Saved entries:
━━━━━━━━━━━━━━━━

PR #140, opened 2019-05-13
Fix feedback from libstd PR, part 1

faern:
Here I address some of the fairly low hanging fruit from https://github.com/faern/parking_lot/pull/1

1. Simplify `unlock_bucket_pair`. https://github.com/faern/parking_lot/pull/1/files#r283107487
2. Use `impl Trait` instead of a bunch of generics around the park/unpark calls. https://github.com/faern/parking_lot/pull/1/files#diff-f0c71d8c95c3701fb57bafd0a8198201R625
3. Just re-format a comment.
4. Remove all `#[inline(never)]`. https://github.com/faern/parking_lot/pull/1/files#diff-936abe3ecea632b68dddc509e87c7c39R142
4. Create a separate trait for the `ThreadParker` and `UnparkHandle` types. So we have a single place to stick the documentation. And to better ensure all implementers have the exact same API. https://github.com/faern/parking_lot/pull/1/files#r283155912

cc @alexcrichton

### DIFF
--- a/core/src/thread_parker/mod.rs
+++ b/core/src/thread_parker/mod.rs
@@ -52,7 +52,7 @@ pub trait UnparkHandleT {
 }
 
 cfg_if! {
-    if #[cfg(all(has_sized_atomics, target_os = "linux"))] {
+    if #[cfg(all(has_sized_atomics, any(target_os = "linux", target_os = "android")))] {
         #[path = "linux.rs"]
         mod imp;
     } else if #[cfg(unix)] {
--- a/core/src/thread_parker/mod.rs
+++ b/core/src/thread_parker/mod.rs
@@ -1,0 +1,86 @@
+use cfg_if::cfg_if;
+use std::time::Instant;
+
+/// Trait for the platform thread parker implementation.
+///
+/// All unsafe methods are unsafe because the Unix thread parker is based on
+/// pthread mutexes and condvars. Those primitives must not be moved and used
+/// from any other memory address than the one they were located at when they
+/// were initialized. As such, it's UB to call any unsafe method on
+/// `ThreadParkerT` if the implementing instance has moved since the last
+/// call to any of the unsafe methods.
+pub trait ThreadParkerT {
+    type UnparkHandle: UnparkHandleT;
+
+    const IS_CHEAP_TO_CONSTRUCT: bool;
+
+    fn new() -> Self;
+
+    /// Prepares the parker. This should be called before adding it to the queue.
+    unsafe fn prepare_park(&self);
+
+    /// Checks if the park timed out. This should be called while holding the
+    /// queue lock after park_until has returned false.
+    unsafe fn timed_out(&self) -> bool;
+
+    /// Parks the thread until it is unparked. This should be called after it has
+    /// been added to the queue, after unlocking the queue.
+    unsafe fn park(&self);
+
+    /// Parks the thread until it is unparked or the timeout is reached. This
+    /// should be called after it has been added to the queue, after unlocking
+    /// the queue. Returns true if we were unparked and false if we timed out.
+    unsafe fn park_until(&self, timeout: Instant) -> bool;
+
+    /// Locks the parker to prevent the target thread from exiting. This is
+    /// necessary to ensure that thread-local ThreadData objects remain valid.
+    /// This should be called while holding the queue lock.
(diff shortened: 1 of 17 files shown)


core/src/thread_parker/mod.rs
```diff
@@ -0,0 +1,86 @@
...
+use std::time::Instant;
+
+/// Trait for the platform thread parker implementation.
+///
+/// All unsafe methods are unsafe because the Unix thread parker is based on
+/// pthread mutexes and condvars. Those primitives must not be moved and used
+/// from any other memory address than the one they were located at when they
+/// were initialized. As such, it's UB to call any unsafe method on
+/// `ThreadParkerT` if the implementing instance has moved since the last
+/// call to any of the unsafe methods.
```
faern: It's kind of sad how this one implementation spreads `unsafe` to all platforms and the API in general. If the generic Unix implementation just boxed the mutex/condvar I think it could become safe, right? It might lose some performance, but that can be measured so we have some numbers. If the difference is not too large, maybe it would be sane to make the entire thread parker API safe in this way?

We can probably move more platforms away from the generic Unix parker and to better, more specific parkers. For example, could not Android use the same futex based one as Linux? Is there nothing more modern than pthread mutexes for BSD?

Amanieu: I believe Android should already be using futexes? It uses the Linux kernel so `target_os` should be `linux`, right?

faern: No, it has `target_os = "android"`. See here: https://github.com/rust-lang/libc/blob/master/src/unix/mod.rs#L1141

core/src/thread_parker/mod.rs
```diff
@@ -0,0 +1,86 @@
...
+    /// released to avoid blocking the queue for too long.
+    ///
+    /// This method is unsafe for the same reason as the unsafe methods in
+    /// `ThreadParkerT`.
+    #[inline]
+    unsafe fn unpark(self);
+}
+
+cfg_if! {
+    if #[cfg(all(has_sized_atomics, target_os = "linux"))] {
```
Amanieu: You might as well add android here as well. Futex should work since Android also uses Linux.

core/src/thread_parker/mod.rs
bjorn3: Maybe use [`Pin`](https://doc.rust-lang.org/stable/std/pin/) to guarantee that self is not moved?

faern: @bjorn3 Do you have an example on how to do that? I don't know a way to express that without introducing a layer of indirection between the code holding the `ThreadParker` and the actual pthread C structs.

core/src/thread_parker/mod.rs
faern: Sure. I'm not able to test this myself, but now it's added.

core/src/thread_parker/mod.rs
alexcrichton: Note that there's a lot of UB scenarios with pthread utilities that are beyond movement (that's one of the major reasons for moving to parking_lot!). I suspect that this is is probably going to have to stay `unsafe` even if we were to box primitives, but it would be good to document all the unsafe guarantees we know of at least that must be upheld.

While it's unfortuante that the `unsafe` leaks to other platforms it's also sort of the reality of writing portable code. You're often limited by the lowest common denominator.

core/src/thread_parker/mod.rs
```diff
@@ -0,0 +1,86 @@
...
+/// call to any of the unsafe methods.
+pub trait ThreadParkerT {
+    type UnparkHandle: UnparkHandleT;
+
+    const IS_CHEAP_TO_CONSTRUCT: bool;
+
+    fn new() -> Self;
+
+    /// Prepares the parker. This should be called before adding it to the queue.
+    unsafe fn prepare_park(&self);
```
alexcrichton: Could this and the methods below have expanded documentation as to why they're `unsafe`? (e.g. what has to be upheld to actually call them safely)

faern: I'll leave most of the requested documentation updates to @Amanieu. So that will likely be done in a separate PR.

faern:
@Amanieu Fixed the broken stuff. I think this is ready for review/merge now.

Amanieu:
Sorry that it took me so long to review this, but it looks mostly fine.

━━━━━━━━━━━━━━━━

**Problem description**
Each line above that includes "would" should be shown.

**Written answer**
faern: It's kind of sad how this one implementation spreads `unsafe` to all platforms and the API in general. If the generic Unix implementation just boxed the mutex/condvar I think it could become safe, right? It might lose some performance, but that can be measured so we have some numbers. If the difference is not too large, maybe it would be sane to make the entire thread parker API safe in this way?
alexcrichton: Note that there's a lot of UB scenarios with pthread utilities that are beyond movement (that's one of the major reasons for moving to parking_lot!). I suspect that this is is probably going to have to stay `unsafe` even if we were to box primitives, but it would be good to document all the unsafe guarantees we know of at least that must be upheld.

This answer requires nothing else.